* **What you are asked to do**
The answer must be every line of the records below that holds the word "Copyright".

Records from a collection
PR #989, opened 2018-08-28
Enable version handling in exported CMake package

dennisklein:
This implements the version constraint signature of the `find_package` CMake command, e.g. one can find a minimum version or a specific version:

```cmake
find_package(nanomsg 1.1.4 [EXACT])
```

---

The bump of the minimum required CMake version might not be necessary, but I only know for sure, it will work with CMake `2.8.12+`. It might work even earlier, but the upstream git repo does not reflect any earlier versions. If anyone knows better, would be great.

### DIFF
--- a/src/CMakeLists.txt
+++ b/src/CMakeLists.txt
@@ -3,6 +3,7 @@
 #   Copyright (c) 2013 GoPivotal, Inc.  All rights reserved.
 #   Copyright (c) 2015-2016 Jack R. Dunaway. All rights reserved.
 #   Copyright 2016 Garrett D'Amore <garrett@damore.org>
+#   Copyright (c) 2018 Dennis Klein <d.klein@gsi.de>
 #
 #   Permission is hereby granted, free of charge, to any person obtaining a copy
 #   of this software and associated documentation files (the "Software"),
@@ -377,4 +378,28 @@ install (TARGETS ${PROJECT_NAME}
     LIBRARY DESTINATION ${CMAKE_INSTALL_LIBDIR}
     RUNTIME DESTINATION ${CMAKE_INSTALL_BINDIR}
 )
-install (EXPORT ${PROJECT_NAME}-target DESTINATION ${CMAKE_INSTALL_LIBDIR}/cmake/${PROJECT_NAME} FILE ${PROJECT_NAME}-config.cmake)
+
+# Generate and install CMake package
+include(CMakePackageConfigHelpers)
+set(PACKAGE_INSTALL_DESTINATION
+    ${CMAKE_INSTALL_LIBDIR}/cmake/${PROJECT_NAME}-${NN_PACKAGE_VERSION}
+)
+install(EXPORT ${PROJECT_NAME}-target
+    DESTINATION ${PACKAGE_INSTALL_DESTINATION}
+)
+write_basic_package_version_file(
+    ${CMAKE_CURRENT_BINARY_DIR}/${PROJECT_NAME}-config-version.cmake
+    VERSION ${NN_PACKAGE_VERSION}
+    COMPATIBILITY SameMajorVersion
+)
+configure_package_config_file(
+    ${CMAKE_SOURCE_DIR}/cmake/${PROJECT_NAME}-config.cmake.in
+    ${CMAKE_CURRENT_BINARY_DIR}/${PROJECT_NAME}-config.cmake
+    INSTALL_DESTINATION ${PACKAGE_INSTALL_DESTINATION}
+    PATH_VARS CMAKE_INSTALL_PREFIX
+)
+install(FILES
+    ${CMAKE_CURRENT_BINARY_DIR}/${PROJECT_NAME}-config.cmake
+    ${CMAKE_CURRENT_BINARY_DIR}/${PROJECT_NAME}-config-version.cmake
+    DESTINATION ${PACKAGE_INSTALL_DESTINATION}
+)
--- a/AUTHORS
+++ b/AUTHORS
@@ -13,6 +13,7 @@ Bruce Mitchener <bruce.mitchener@gmail.com>
 Bruno Bigras <bigras.bruno@gmail.com>
 Chip Salzenberg <chip@pobox.com>
 David Beck <dbeck@beckground.hu>
+Dennis Klein <d.klein@gsi.de>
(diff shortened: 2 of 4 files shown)


gdamore:
Thanks for this!  I'm going to take a little bit of time before I integrate it, as I want to make sure I understand what it is doing.  This is another corner of CMake that is heretofore unexplored (by me).

src/CMakeLists.txt
```diff
@@ -377,4 +378,28 @@ install (TARGETS ${PROJECT_NAME}
...
+set(PACKAGE_INSTALL_DESTINATION
+    ${CMAKE_INSTALL_LIBDIR}/cmake/${PROJECT_NAME}-${NN_PACKAGE_VERSION}
+)
+install(EXPORT ${PROJECT_NAME}-target
+    DESTINATION ${PACKAGE_INSTALL_DESTINATION}
+)
+write_basic_package_version_file(
+    ${CMAKE_CURRENT_BINARY_DIR}/${PROJECT_NAME}-config-version.cmake
+    VERSION ${NN_PACKAGE_VERSION}
+    COMPATIBILITY AnyNewerVersion
```
gdamore: This should be SameMajorVersion instead of AnyNewVersion I think.

src/CMakeLists.txt
```diff
@@ -377,4 +378,28 @@ install (TARGETS ${PROJECT_NAME}
...
+)
+configure_package_config_file(
+    ${CMAKE_SOURCE_DIR}/cmake/${PROJECT_NAME}-config.cmake.in
+    ${CMAKE_CURRENT_BINARY_DIR}/${PROJECT_NAME}-config.cmake
+    INSTALL_DESTINATION ${PACKAGE_INSTALL_DESTINATION}
+    PATH_VARS CMAKE_INSTALL_PREFIX
+)
+install(FILES
```
gdamore: This no longer has an EXPORT associated with it.  Is that correct?  I'm still trying to come to grips with the relationships within CMake here.

src/CMakeLists.txt
dennisklein: It is definitely your decision, what it should be, I am not familiar with the version semantics of nanomsg, but consider the following example:

The msgpack project also decided to use `SameMajorVersion` and if I want to express in my project, that I need version `2.1.5+` and that msgpack is required, I ended up writing this code:

```cmake
if(NOT msgpack_FOUND)
  find_package(msgpack 3.0.0)
  if(NOT msgpack_FOUND)
    find_package(msgpack 2.1.5 REQUIRED)
  endif()
endif()
```

You can see, that I will need to modify this code for every major release of msgpack.

While I agree with you that choosing `SameMajorVersion` is semantically more correct, I would recommend against it, because of the shortcomings of the `find_package` command on the user end.

src/CMakeLists.txt
dennisklein: Yes, the `EXPORT` property is only needed when installing targets for which an export set should be generated and installed (a file written in cmake that lists all exported targets and is meant to be imported by the consumer).

Next to the export sets, you can have these two special _top-level_ files in your CMake package. `*-config.cmake` is meant to export all sorts of information that might be useful to your user. `*-config-version.cmake` implements how  the user-supplied version (e.g. `find_package(nanomsg 1.1.4)`) is evaluated. In this PR I use the standard implementation shipped with CMake (it relies on the CMake built-in operator `VERSION_GREATER|EQUAL|LESS`). But if you wanted to implement a custom order on your versions, you could replace the call to `write_basic_package_version_file(...)` with your own file.

I tested that the default implementation from CMake works with all possible `NN_PACKAGE_VERSION`s, They can have the format `1.1.4` or `1.1.4-3-g45h5kj5` or `1.1.4-3-g45h5kj5-dirty` as far as I could see.

dennisklein:
> I think the AnyNewerVersion needs to change. 

I replied to your in-line comment, if you confirm again, that you wish this parameter to be changed, I will of course change it.

> I presume you've tested this with importing the package as well?

Yes, the code is based on what we successfully use in our projects for quite a while (on various Linux and MacOS platforms). And I specifically tested this PR on my machine (Fedora 28) when installing nanomsg to system-path `/usr/local` and to non-system-path `$HOME/nanomsg`. Both worked for me.

dennisklein:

* **Answer below**
 #   Copyright (c) 2013 GoPivotal, Inc.  All rights reserved.
 #   Copyright (c) 2015-2016 Jack R. Dunaway. All rights reserved.
 #   Copyright 2016 Garrett D'Amore <garrett@damore.org>
+#   Copyright (c) 2018 Dennis Klein <d.klein@gsi.de>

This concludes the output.